Mi è capitato di vedere il programma Boss in incognito su Rai2, uno di quei programmi che ti martellano nei denti finché non ti scappa almeno una furtiva lacrima o un’emozioncina d’ordinanza. Per carità, si tratta di un programma fatto molto bene, con i testi giusti, i tempi adatti, i personaggi adeguati

Lo schema, come sempre, è semplice: il capo di una grande impresa lavora in incognito per una settimana nella propria azienda, come se fosse un nuovo e inesperto dipendente, ruotando tra varie mansioni e diversi luoghi (stabilimenti, distribuzione, negozi) per farsi un’idea di come vadano le cose e soprattutto interagendo con vari dipendenti e seguito da un troupe televisiva che finge di girare un documentario. Le martellate di emotività sono date dal rapporto che il boss in incognito stabilisce con quei 3-4 dipendenti che lo affiancano di volta in volta nelle nuove mansioni e che vengono spinti a raccontarsi, a confidare le proprie difficoltà, economiche e personali, a narrare la propria storia. Alla fine della settimana il boss convoca in direzione i dipendenti conosciuti e svela la propria identità, giudicando il lavoro e il comportamento di chi ha conosciuto, redarguendo (poco) o lodando gli attoniti dipendenti che si accorgono che l’impacciato collega della settimna prima era in realtà il supercapo. Insomma sembrerebbe un programma sulle difficoltà dell’organizzazione del lavoro, sull’impegno, su come alcuni concreti problemi possano essere risolti (un po’, in fondo, come le Cucine da incubo di Ramsay).

Si resta però a bocca aperta per gli incontri finali dei boss in incognito con i dipendenti. Il boss regala contratti a tempo indeterminato (ma quindi prima come lavoravano questi operai?), soddisfa l’esigenza di passare da part time a tempo pieno (passaggio che evidentemente il dipendente prima non era riuscito ad avere), promuove a funzioni superiori (e dunque il talento dei dipendenti prima non era valutato efficacemente). Non solo, il boss ormai svelatosi regala viaggi a parchi divertimento per i figli sacrificati del dipendente, paga viaggi di nozze e pranzi di matrimonio, assume mariti o mogli dei dipendenti conosciuti che si trovano in difficoltà. E tutto avviene per puro caso (perché il boss in incognito conosce quel singolo dipendente e non gli altri) e grazie al capo dell’impresa che diventa il vero e proprio deus ex machina della vita di una persona casualmente pescata in azienda.
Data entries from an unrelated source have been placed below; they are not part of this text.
PR #585, opened 2020-11-24
added simple Dockerfile

MrDienns:
Perhaps someone will find this useful. Personally running on Kubernetes, so I need Docker images for everything. Figured I might as well share it here if anyone's interested. If this ends up being accepted, ideally you'd also setup a Github Action (or similar) to automatically push this to Dockerhub.

### DIFF
--- a/Dockerfile
+++ b/Dockerfile
@@ -1,0 +1,20 @@
+FROM openjdk:11
+
+# Define the environment variables
+ENV USER=container
+ENV SERVER_DIRECTORY="/home/container"
+
+ENV JAVA_HEAP_SIZE="4G"
+ENV JAVA_ARGUMENTS="-Xmx${JAVA_HEAP_SIZE} -Xms${JAVA_HEAP_SIZE}"
+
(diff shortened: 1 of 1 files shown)


electronicboy:
Not too sure I really want this on the basis of "now we gotta maintain a docker file", at the very least, this is flawed as it doesn't even copy the modules into place either, and 4G of heap is excessive for the proxy for 99% of people, most memory churning on a supported platform is off-heap

MrDienns:
Module copying can be added. The 4G is literally an environment variable; adjust as needed (although the default can be lowered). Anyone who runs a Docker based infrastructure neneds Docker images, so I figured this could help some people.

lus:
I just want to mention that there are actively community-maintained Dockerfiles for Waterfall (https://github.com/itzg/docker-bungeecord). As @electronicboy said this would allow focusing on Waterfall itself more in this repository and not having the struggle to maintain an unneccessary Dockerfile additionally.

PR #597, opened 2021-01-21
Limit login request data to 16 bytes

### LINKED ISSUE #594: mysterious packets made bungee crash
Hey developers,

recently a mysterious package from an brazilian IP occured on my server which made it crash. Is there any way to prevent this from happening, so that those packets are automatically rejected?
[bungee-package.pdf](https://github.com/PaperMC/Waterfall/files/5825284/bungee-package.pdf)

i had to put it into a pdf because it's almost 20 din a 4 pages long ...

Thanks in advance,
Cris

hochbaum:
When decoding the data of the LoginRequest packet, up to 32767 bytes can be read although usernames should not be that huge. This commit _might_ prevent issue #594 from happening.


electronicboy:
Thanks for the PR, had been meaning to look into this but tripped into something else

Janmm14:
Patch got included in upstream.

Issue #600, opened 2021-01-26
"Overflow in packet detected" - Max 16 chars string limit not wholly fixed?


freak-dk:
Hi

I saw [this issue](https://github.com/PaperMC/Waterfall/issues/594) on a new exploit and updated my Waterfall Proxy so we're running the newest build; Waterfall-Bootstrap:1.16-R0.4-SNAPSHOT:2eae08f:393

Today we were hit by (I believe?) the same attack, causing some interruption.
At first this is spammed in the console; https://pastebin.com/c28c1kna
Then this: https://pastebin.com/jwMsncRt
And finally Session server times out, because of too many requests I guess; https://pastebin.com/tmkTuQEX

Obviously fake usernames and IPs.

So basically almost nothing came of this but when connection to the session server timed out a number of legitimate users were not able to be authenticated for a few minutes.
Seems like the fix is 'working' but still trying to authenticate the fake users?

Anything I can do about this / is this something you need to work out?

Thank your for your efforts!

Janmm14:
obviously not fake ips, as it is tcp connection.

freak-dk:
"Obviously" the **usernames** are fake... 
The IPs are proxys/vpn, not someones home connection is what I meant :)

Xernium:
Some more mitigations regarding this are being worked on. For now have some patience please.

freak-dk:
> Some more mitigations regarding this are being worked on. For now have some patience please.

Yes of course.
I wasn't sure if this was 'my' problem or something you needed to work on 👍 

Is there anything I can do about this here and now though?
It's quite the issue for me atm. with someone actively exploiting this on my proxy.

PR #603, opened 2021-01-31
Additional DoS Mitigations for the login sequence

Xernium:
Recently more overload DoS attacks have been observed on Minecraft proxies.
@astei mitigated these types of attacks on the Velocity project by introducing an upfront check for packet sizes
The commit in question can be found [here](https://github.com/VelocityPowered/Velocity/commit/5ceac16a821ea35572ff11412ace8929fd06e278)

This patch aims to bring the same mitigations found in Velocity to Waterfall.
Additionally, this patch contains some additional mitigations by limiting the generation of stacktraces by using cached exceptions instead.

The launch-flag `-Dwaterfall.packet-decode-logging=true` was also introduced to disable the usage of these cached exceptions

While these changes are tested, there might be some details that were missed, so reviews and testing of this PR would be greatly appreciated.

Should mitigate: https://github.com/PaperMC/Waterfall/issues/600


electronicboy (approved):

McRageRecoded:
hi :)

ghost:
@McRageRecoded crybaby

Insomma siamo tornati a Charles Dickens, al Canto di Natale, allo Scrooge che tutti speriamo di incontrare a Natale e che ci può aggiustare la vita lavorativa e personale con un atto di munificenza personale, con un benevolo paternalismo, con una lacrima empatica, con una lotteria casuale in cui si vince un contratto a tempo indeterminato e un complimento.

Lo chiedo senza moralismo alcuno: abbiamo ricominciato a leggere così il lavoro e il suo mondo, la ricchezza e la difficoltà, il vincolo sociale, la città alta e quella bassa in cui viviamo tutti insieme? Se è così, mi aspetto anche che il Dickens in incognito esca allo scoperto e ci aiuti a capire e raccontare.